▶ Work to be completed
Repeat, without any change, the entries presented below.

---------- Dataset ----------

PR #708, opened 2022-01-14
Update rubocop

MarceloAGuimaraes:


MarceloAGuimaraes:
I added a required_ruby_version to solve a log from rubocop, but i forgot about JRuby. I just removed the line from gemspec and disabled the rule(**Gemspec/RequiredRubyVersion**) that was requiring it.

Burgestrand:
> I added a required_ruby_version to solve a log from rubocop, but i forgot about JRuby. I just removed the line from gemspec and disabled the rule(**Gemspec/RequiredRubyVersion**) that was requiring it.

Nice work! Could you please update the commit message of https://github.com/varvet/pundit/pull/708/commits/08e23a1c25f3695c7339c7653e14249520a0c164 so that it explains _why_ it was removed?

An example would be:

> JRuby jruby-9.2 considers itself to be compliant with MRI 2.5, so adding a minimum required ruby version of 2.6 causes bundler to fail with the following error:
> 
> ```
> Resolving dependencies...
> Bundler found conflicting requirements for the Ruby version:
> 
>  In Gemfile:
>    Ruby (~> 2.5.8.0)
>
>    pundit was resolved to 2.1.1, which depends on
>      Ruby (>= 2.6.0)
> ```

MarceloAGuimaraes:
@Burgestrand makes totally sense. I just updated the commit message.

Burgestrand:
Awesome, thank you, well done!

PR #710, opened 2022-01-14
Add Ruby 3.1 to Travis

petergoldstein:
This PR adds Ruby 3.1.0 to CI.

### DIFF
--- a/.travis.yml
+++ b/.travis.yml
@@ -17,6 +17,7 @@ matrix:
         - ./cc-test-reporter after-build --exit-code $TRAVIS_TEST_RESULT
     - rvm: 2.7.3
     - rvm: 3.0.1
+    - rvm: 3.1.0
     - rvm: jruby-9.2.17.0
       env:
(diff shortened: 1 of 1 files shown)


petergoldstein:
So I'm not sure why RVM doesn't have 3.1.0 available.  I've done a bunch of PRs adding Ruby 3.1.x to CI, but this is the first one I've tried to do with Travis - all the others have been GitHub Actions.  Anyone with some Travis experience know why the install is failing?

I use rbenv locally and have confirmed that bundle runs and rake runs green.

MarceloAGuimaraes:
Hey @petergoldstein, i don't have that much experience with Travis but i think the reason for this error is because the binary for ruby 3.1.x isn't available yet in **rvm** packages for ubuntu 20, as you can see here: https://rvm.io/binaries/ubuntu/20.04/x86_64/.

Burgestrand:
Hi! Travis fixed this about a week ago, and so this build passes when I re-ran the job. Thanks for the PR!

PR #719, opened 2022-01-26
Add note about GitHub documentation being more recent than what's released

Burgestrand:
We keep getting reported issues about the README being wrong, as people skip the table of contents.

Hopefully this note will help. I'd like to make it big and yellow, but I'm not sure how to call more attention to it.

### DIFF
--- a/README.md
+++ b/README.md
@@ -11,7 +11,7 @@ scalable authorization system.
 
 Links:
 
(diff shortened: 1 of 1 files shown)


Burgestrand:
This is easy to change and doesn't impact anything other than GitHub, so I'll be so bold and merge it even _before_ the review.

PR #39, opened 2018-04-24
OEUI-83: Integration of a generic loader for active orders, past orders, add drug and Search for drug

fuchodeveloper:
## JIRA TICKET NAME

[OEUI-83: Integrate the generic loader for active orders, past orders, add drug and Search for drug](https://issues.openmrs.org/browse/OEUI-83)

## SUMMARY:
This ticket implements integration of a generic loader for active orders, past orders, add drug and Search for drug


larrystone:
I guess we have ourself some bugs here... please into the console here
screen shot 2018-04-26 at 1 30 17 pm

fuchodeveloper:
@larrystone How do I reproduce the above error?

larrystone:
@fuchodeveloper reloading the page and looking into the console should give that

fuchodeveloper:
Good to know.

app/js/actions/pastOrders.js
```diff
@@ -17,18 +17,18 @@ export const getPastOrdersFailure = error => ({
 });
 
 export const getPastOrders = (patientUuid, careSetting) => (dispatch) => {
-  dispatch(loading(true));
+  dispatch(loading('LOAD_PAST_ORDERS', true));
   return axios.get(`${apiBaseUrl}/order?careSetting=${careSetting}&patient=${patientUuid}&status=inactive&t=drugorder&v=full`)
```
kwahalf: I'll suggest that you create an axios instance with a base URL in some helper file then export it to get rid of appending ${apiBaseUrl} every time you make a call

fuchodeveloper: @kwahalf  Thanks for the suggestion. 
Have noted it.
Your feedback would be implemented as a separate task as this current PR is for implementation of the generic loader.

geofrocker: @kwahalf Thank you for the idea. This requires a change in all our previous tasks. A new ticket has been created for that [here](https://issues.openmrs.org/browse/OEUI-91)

----------

▶ Answer space
PR #708, opened 2022-01-14
Update rubocop

MarceloAGuimaraes:


MarceloAGuimaraes:
I added a required_ruby_version to solve a log from rubocop, but i forgot about JRuby. I just removed the line from gemspec and disabled the rule(**Gemspec/RequiredRubyVersion**) that was requiring it.

Burgestrand:
> I added a required_ruby_version to solve a log from rubocop, but i forgot about JRuby. I just removed the line from gemspec and disabled the rule(**Gemspec/RequiredRubyVersion**) that was requiring it.

Nice work! Could you please update the commit message of https://github.com/varvet/pundit/pull/708/commits/08e23a1c25f3695c7339c7653e14249520a0c164 so that it explains _why_ it was removed?

An example would be:

> JRuby jruby-9.2 considers itself to be compliant with MRI 2.5, so adding a minimum required ruby version of 2.6 causes bundler to fail with the following error:
> 
> ```
> Resolving dependencies...
> Bundler found conflicting requirements for the Ruby version:
> 
>  In Gemfile:
>    Ruby (~> 2.5.8.0)
>
>    pundit was resolved to 2.1.1, which depends on
>      Ruby (>= 2.6.0)
> ```

MarceloAGuimaraes:
@Burgestrand makes totally sense. I just updated the commit message.

Burgestrand:
Awesome, thank you, well done!

PR #710, opened 2022-01-14
Add Ruby 3.1 to Travis

petergoldstein:
This PR adds Ruby 3.1.0 to CI.

### DIFF
--- a/.travis.yml
+++ b/.travis.yml
@@ -17,6 +17,7 @@ matrix:
         - ./cc-test-reporter after-build --exit-code $TRAVIS_TEST_RESULT
     - rvm: 2.7.3
     - rvm: 3.0.1
+    - rvm: 3.1.0
     - rvm: jruby-9.2.17.0
       env:
(diff shortened: 1 of 1 files shown)


petergoldstein:
So I'm not sure why RVM doesn't have 3.1.0 available.  I've done a bunch of PRs adding Ruby 3.1.x to CI, but this is the first one I've tried to do with Travis - all the others have been GitHub Actions.  Anyone with some Travis experience know why the install is failing?

I use rbenv locally and have confirmed that bundle runs and rake runs green.

MarceloAGuimaraes:
Hey @petergoldstein, i don't have that much experience with Travis but i think the reason for this error is because the binary for ruby 3.1.x isn't available yet in **rvm** packages for ubuntu 20, as you can see here: https://rvm.io/binaries/ubuntu/20.04/x86_64/.

Burgestrand:
Hi! Travis fixed this about a week ago, and so this build passes when I re-ran the job. Thanks for the PR!

PR #719, opened 2022-01-26
Add note about GitHub documentation being more recent than what's released

Burgestrand:
We keep getting reported issues about the README being wrong, as people skip the table of contents.

Hopefully this note will help. I'd like to make it big and yellow, but I'm not sure how to call more attention to it.

### DIFF
--- a/README.md
+++ b/README.md
@@ -11,7 +11,7 @@ scalable authorization system.
 
 Links:
 
(diff shortened: 1 of 1 files shown)


Burgestrand:
This is easy to change and doesn't impact anything other than GitHub, so I'll be so bold and merge it even _before_ the review.

PR #39, opened 2018-04-24
OEUI-83: Integration of a generic loader for active orders, past orders, add drug and Search for drug

fuchodeveloper:
## JIRA TICKET NAME

[OEUI-83: Integrate the generic loader for active orders, past orders, add drug and Search for drug](https://issues.openmrs.org/browse/OEUI-83)

## SUMMARY:
This ticket implements integration of a generic loader for active orders, past orders, add drug and Search for drug


larrystone:
I guess we have ourself some bugs here... please into the console here
screen shot 2018-04-26 at 1 30 17 pm

fuchodeveloper:
@larrystone How do I reproduce the above error?

larrystone:
@fuchodeveloper reloading the page and looking into the console should give that

fuchodeveloper:
Good to know.

app/js/actions/pastOrders.js
```diff
@@ -17,18 +17,18 @@ export const getPastOrdersFailure = error => ({
 });
 
 export const getPastOrders = (patientUuid, careSetting) => (dispatch) => {
-  dispatch(loading(true));
+  dispatch(loading('LOAD_PAST_ORDERS', true));
   return axios.get(`${apiBaseUrl}/order?careSetting=${careSetting}&patient=${patientUuid}&status=inactive&t=drugorder&v=full`)
```
kwahalf: I'll suggest that you create an axios instance with a base URL in some helper file then export it to get rid of appending ${apiBaseUrl} every time you make a call

fuchodeveloper: @kwahalf  Thanks for the suggestion. 
Have noted it.
Your feedback would be implemented as a separate task as this current PR is for implementation of the generic loader.

geofrocker: @kwahalf Thank you for the idea. This requires a change in all our previous tasks. A new ticket has been created for that [here](https://issues.openmrs.org/browse/OEUI-91)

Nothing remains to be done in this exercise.